Things worked, and I felt good.
Then, a week or so later, I made some code changes and pushed.
The build failed almost immediately. Not what I needed on a Saturday night.
In the build logs I could see this:
Error response from daemon: Get https://my.gitlab:5000/v2/: received unexpected HTTP status: 500 Internal Server Error
This happened when the CI process was trying to log in to the private registry.
After a bit of head scratching, I tried from my local machine and sure enough I got the same message.
My Solution
As so many of my problems seem to, it boiled down to permissions.
Rather than copy the certs over from the original node, I let LetsEncrypt generate some new ones. Why not, right?
This process worked.
The GitLab and the Registry containers used a bind mounted volume to access the LetsEncrypt cert inside the container on the path /certs/.
When opening each container, I would be logged in as root.
Root being root, I had full permissions. I checked each file with a cheeky cat and visually confirmed that all looked good.
GitLab doesn’t run as root, however, and as the files were owned by root, and had 600 permissions:
Completed 500 Internal Server Error in 125ms (ActiveRecord: 7.2ms)
Errno::EACCES (Permission denied @ rb_sysopen - /certs/privkey.pem):
lib/json_web_token/rsa_token.rb:20:in `read'
lib/json_web_token/rsa_token.rb:20:in `key_data'
lib/json_web_token/rsa_token.rb:24:in `key'
lib/json_web_token/rsa_token.rb:28:in `public_key'
lib/json_web_token/rsa_token.rb:33:in `kid'
lib/json_web_token/rsa_token.rb:12:in `encoded'
The user GitLab is running as doesn’t have permission to read the private key.
Some more error output that may help future Googlers:
21/01/2018 21:31:51 time="2018-01-21T21:31:51.048129504Z" level=warning msg="error authorizing context: authorization token required" go.version=go1.7.6 http.request.host="my.gitlab:5000" http.request.id=4d91b482-1c43-465d-9a6e-fab6b823a76c http.request.method=GET http.request.remoteaddr="10.42.18.141:36654" http.request.uri="/v2/" http.request.useragent="docker/17.12.0-ce go/go1.9.2 git-commit/d97c6d6 kernel/4.4.0-109-generic os/linux arch/amd64 UpstreamClient(Docker-Client/17.12.0-ce (linux))" instance.id=24bb0a87-92ce-47fc-b0ca-b9717eabf171 service=registry version=v2.6.2
21/01/2018 21:31:5110.42.16.142 - - [21/Jan/2018:21:31:51 +0000] "GET /v2/ HTTP/1.1" 401 87 "" "docker/17.12.0-ce go/go1.9.2 git-commit/d97c6d6 kernel/4.4.0-109-generic os/linux arch/amd64 UpstreamClient(Docker-Client/17.12.0-ce (linux))"
Argh.
Thankfully I hadn’t deleted the old cert, so I went back and saw that I had previously set 0640 on the private key in the old setup.

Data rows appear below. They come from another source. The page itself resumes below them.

Issue #224, opened 2026-08-13
CoreFilesErrorCode is defined twice: the Core owns the checked copy, the SDK keeps a mirror nothing checks


qcentic-dev:
Follow-up to PR #223, filed from the review threads there: raised as a judgement call in [@mrfqcentic's review](https://github.com/actana/control/pull/223#pullrequestreview-4930692505) (Standards note 3), deferred with reasons in the reply, and the deferral accepted in [@qcentic-adm's re-review](https://github.com/actana/control/pull/223#pullrequestreview-4930835918) (§4 note 3) **on the condition that this ticket exist** — *"an intent recorded only in a PR reply is the thing that evaporates."* Nothing here is a regression and nothing is broken today: the two copies agree, member for member.

## What is duplicated

The same 22-member union, verbatim and in the same order, in two packages:

- `packages/core/src/core-files-routes.ts:97`
- `packages/sdk/src/core-files-http.ts:63`

`diff` of the two blocks is empty.

The two copies are not equally load-bearing, and that asymmetry is the interesting half:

Directory permissions for the certs was set to 0750 with execute being required as well as read.
In my case this was sufficient to satisfy GitLab.
When making the change on the new node, I could then immediately log back in.
A Tip To Spot This Sooner
I would strongly recommend that you schedule your project to run a build every ~24 hours, even if nothing has changed.
This will catch weird quirks that aren’t related to your project, but have inadvertently broken your project’s build.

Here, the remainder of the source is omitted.